Numlock News: August 27, 2020 • Napster, Exoplanet, Turbines
By Walt Hickey
Former pirate empire and current streaming service Napster was sold to a U.K. technology company called MelodyVR, which streams concerts, in a deal valued at $70 million. Most of that is just taking on debt, though: the purchase from RealNetworks is $15 million in cash, $11 million in stock shares, and $44 million in assuming payment obligations to record labels and publishers. The current iteration of Napster is a streaming service with 90 million pieces of music and 3 million users, and I can only assume it was all immediately uploaded to an illegal filesharing service after the purchase.
This Wednesday saw the global release of the Christopher Nolan film Tenet, with the film opening in roughly 40 offshore territories. It’ll come out in China and the domestic movie market in the first weekend of September. Even normally, box office forecasting is arithmetic Calvinball, a loose and fun improvisational art form, where a studio attempting to manage expectations throws out fanciful figures that both impress their bosses on Friday and won’t lead them to be summarily sacked on Monday. Naturally, a global pandemic ups the horseshoes-and-hand-grenades nature of the profession, and analysts and rivals are looking at anywhere from a $25 million to $40 million global debut for the $200 million Tenet through Sunday. In the interest of spreading false rumors about the plot of Tenet because I don’t want to get spoiled, I loved the audacious choice to include the gigantic mechanical tarantula in the third act, I thought the podrace set piece dragged a bit, Nicolas Cage is nearly unrecognizable under the all the prosthetics but the accent choice was excellent, and I can’t wait to rewatch The Prestige: Tokyo Drift so I can understand the ending.
A group of bacteria known as Bdellovibrio and like organisms — or BALOs — are the bacteria that make other bacteria have nightmares, hunting them down and killing them by entering the host, replicating, and popping their prey to hunt again. They subsist on live prey and are of great interest to medical researchers because the bacterial enemy of my bacterial enemy can presumably be genetically modified to my advantage, as the ancient saying goes verbatim. Bacteriophages — viruses that infect bacteria — and antibiotics prey on specific parts of their targets, which allows bacteria to evolve resistance to those angles of attack. The BALOs are more direct: they can swim 100 times their body length in a second to “run” down their foe, which they then assail physically and invariably kill. All the better, they don’t appear to attack non-microbial cells.

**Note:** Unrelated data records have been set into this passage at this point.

PR #1092, opened 2022-03-25
Remove store sku related application fields and store channels

FasterSpeeding:
### Checklist


davfsa:
Are these removed completely from the API? As far as I am aware there are still some lindering around (cant check atm, but check one of a store channel I have access to later today)

davfsa (dismissed):

davfsa (approved):

FasterSpeeding:
> Are these removed completely from the API? As far as I am aware there are still some lindering around (cant check atm, but check one of a store channel I have access to later today)

The assumption here is that all of the store (channel) specific application fields should be treated as likely to be removed in the future since they serve no purpose without the store and primary_sku_id + slug were never useful to bots as far as the documented API goes to begin with anyways.

PR #1094, opened 2022-03-25
Filter event dispatch to only deserialize events being listened to

FasterSpeeding:
### Checklist


hikari/impl/entity_factory.py
```diff
@@ -1357,7 +1514,7 @@ def deserialize_guild_preview(self, payload: data_binding.JSONObject) -> guild_m
             description=payload["description"],
         )
 
-    def _set_guild_attributes(self, payload: data_binding.JSONObject) -> _GuildFields:
+    def set_guild_attributes(self, payload: data_binding.JSONObject) -> _GuildFields:
```
FasterSpeeding, line 1517: Could this just pass the private method to the gold builder instead of making it public?

davfsa: There really isnt a need for this to be public, so yes, it can be made private again

davfsa (approved):

davfsa (approved):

To make heroin, you need extracts of poppy plants and the chemical acetic anhydride. It takes about 1 liter of acetic anhydride to make a kilogram of low-grade heroin, and 2 to 2.5 liters to make a kilogram of high-grade “China white” heroin. As a result of its critical role in heroin manufacture, acetic anhydride has been the target of drug interdiction for a while, but U.S. publicly-traded companies are directly selling the chemicals in Mexico, and cartel busts have turned up supplies of the chemical reliably in name-brand packaging. It took about 1.2 million liters of acetic anhydride to produce all the heroin consumed in the United States from 2011 to 2018, a volume that can only come from large-scale chemical operations, and its use in meth is even more considerable at something like 1 million liters in 2011 alone.
According to a new paper published in the Monthly Notices of the Royal Astronomical Society, a group of researchers who pored over the nine years of observations of the Kepler Space Telescope with a machine learning algorithm trained on identifying exoplanets have turned up a previously undiscovered 50 such planets orbiting other stars. Generally, researchers find evidence of a planet like a recurring dip in light as the planet passes between their star and our telescope. The new AI purports to identify previously unrecognized patterns and verify planets found through other means.

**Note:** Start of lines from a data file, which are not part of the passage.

PR #125, opened 2015-03-28
Reuse the index directory in the slow test suite

edani:
Also fix a couple Windows problems

Fix ensime/ensime-server#892

I'm pretty happy with the speed improvement as it is, but maybe the next thing we can try is reuse the server between tests, resetting the pres compiler each time.

### DIFF
--- a/ensime-test.el
+++ b/ensime-test.el
@@ -67,9 +67,8 @@
     (insert-file-contents
      (ensime--classpath-file ensime--test-scala-version))
     (--first
-     (string-match (concat "/scala-library.*\.jar") it )
+     (string-match "[/\\]scala-library.*\\.jar$" it )
      (split-string (buffer-string) ensime--classpath-separator 'omit-nulls))))
-
 
 
 (defun ensime-test-concat-lines (&rest lines)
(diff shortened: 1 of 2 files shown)


fommil:
@edani awesome! BTW, I'm experiencing shippable problems and can't see the builds. Can you see them?

fommil:
maybe we should have a minimal Windows virtual image that we run the tests on :smile: you seem to be forever fixing our regressions....

rorygraves:
Lol. You are getting good at that @fommil

aemoncannon:
I also can't see shippable builds. Since last night

edani:
I can't see the build either. Could be because my shippable user can't see the ensime organization.

fommil:
they said there is a regression in the github API. If you enable private repos in Shippable, it starts to work again.

BTW, Emacs tests are all timing out. I wonder if we merged a regression this week.

fommil:
ok, I figured out what it is. You made it too fast :stuck_out_tongue: 

Let's take "Test inspect type at point" as an example:

```elisp
    ((:full-typecheck-finished val)
     ... ignore ...)

    ((:indexer-ready val)
     ... do test...)
```

and normally that's fine because we get the typecheck first and then we do the work when the slow indexer is ready.

But **now** the indexer arrives immediately, and the test never runs.

I think there is a long overdue refactor of the tests needed here. Basically all the async tests need to wait for

```elisp
(:connected connection-info)
(:full-typecheck-finished val)
(:indexer-ready val)
```

before they can start, so perhaps we should have a triggering criteria that those things arrive and then we start the test.

BTW, I reduced the number of branches in the build to two on master to check that we didn't introduce a regression without realising. It certainly speeds up the build, so perhaps you could rebase onto that and when Shippable allow me to add my dedicated host I'll add it and enable all four branches again.

fommil:
Re: additional performance improvements. I'm actually really happy to see the tests written this way, because it stresses a bunch of integration factors that we just can't test in the scala tests.

aemoncannon:
going to hack on consolidating those events - let me know if someone else
already working on that..

aemoncannon:
Actually, maybe you wanna tackle it in this PR,  Eric, to avoid the
conflicts? I was thinking it might be cool if we could wait on an unordered
set of events. Like:

((await-all :connected :full-typecheck-finished :indexer-ready)
 ... do test ...
)

rorygraves:
@aemoncannon I like the await-all - I should update the scala tests to do the same.

rorygraves:
It is funny that we have issues with our tests because we make them too darn fast though ;)

edani:
OK, I'll work on a "await-all" type of control. It's strange though, in my PR I switched the order of :full-typecheck-finished  and :indexer-ready for this very reason.

edani:
There's something else going on. According to the build log, the `:indexer-ready` event never arrives.  I'll try and run the tests on linus manually to see if I can figure it out.

fommil:
that's extremely concerning and would be a server bug.

edani:
The last shippable buildpassed but I still can't explain earlier failures. I'm also having trouble reproducing them locally.

rorygraves:
Don't forget we have rolled back one of my startup changes, I'm not sure of the crossover timings, but could be related.

fommil:
awesome! This will test a code path that is quite common: opening an existing project :smile:

fommil:
wow, cross build integration tests in 7 minutes (including time to dist). Truly we are living the dream.

fommil:
I might add the other two versions of emacs back into the mix.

Turns out the kind of bugs that live on sea mammals are rather durable, a new study found: a team of researchers took sea lice and put them in chambers the size of flash drives, then cranked up the pressure to 200 times as much as those observed on the surface, the equivalent of depths of 980 to 6,500 feet. After 10 minutes under the pressure, still 69 of 75 lice emerged alive.

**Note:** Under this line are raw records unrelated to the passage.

PR #126, opened 2015-04-02
use maven resolver for ENSIME server resolution

fommil:


fommil:
I noticed that the ensime-server integration tests are downloading a lot of jars again, it was because we use the maven resolver in ensime-server but the default ivy resolver in the client. This reconciles. Hopefully upstream sbt will fix this once and for all and make it the default.

fommil:
this is a trivial change and seems to have fixed the issue of downloading (which isn't functional, more an optimisation)

PR #128, opened 2015-04-11
Allow elisp to be byte compiled

edani:
This fixes ensime/ensime-server#310

- Move all macros to ensime-macros.el
- Fix dependency problems
- Fix some errors pointed out by byte compilation

I tested it with a local copy of melpa.  In the future we just need to keep all macros in ensime-macros.el file or we risk creating more errors.

At some point I'd like to fix every byte-compiler warnings: they're useful to detect typos and other problems. But there are so many spurious warnings right now that they mask the important ones.

### DIFF
--- a/.gitignore
+++ b/.gitignore
@@ -1,5 +1,7 @@
 .#*
 *.*#
+*~
 
 TAGS
 emacs.d
+*.elc
--- a/ensime-auto-complete.el
+++ b/ensime-auto-complete.el
@@ -19,7 +19,12 @@
 ;;     Software Foundation, Inc., 59 Temple Place - Suite 330, Boston,
 ;;     MA 02111-1307, USA.
 
+(eval-when-compile
+  (require 'cl)
+  (require 'ensime-macros))
 (require 'ensime-completion-util)
+(require 'ensime-model)
+(require 'ensime-util)
 (require 'auto-complete)
 
 (defcustom ensime-ac-enable-argument-placeholders t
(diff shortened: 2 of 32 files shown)


aemoncannon:
great work. I wonder if this will help with the coverage bug i was seeing...

edani:
This triggered the timeout problem again. Here is one clue, this looks like a race condition:

```
Reply to canceled synchronous eval request tag=ensime-result-8-sym69488 sexp=(swank:completions (:file "/tmp/ensime_test_proj_153260/src/main/scala/hello_world.scala" :contents "package com.helloworld
import scala.collection.immutable.List
import scala.collection.immutable.{ List, Vec}
class HelloWorld{
import sc
}") 136 30 nil t)
```

Also it turns out that compiling *.el before the test suite prevents undercover from doing its job. We may need to run the test suite twice, once for undercover and once to test compiled elisp.

rorygraves:
Good stuff

aemoncannon:
hypothetically, if the elisp compiles without errors, it should do the same
thing as uncompiled elisp. so maybe we could just compile as a lint step,
then throw out the bytecode and run tests

fommil:
this is looking good and passing the tests (I kicked off a re-run, it seems we do still have some transients left). Can you please squash and then merge if you're also happy with it.

This was even has a bounty! :smile:

aemoncannon:
awesome!

fommil:
cool, I think this actually speeds up my scala project start time by a few seconds.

Painting one blade of a wind turbine black had significantly positive outcomes in terms of saving the lives of birds, who can find it difficult to discern spinning blades at offshore installations. At the Smøla wind farm in Norway, a research study sought to find out if there was a way to make the generators safer. From 2006 to 2013, four turbines saw 18 bird strikes over the course of six years, of which six were white-tailed eagles. In 2013, one blade was painted black, and in the ensuing period, just six birds were found dead due to a blade strike, which compared to a control group was a 71.9 percent decline in the annual bird fatality rate. It’s a small sample size, but given the increased transition to wind generation, it’s a possible solution worthy of broader study.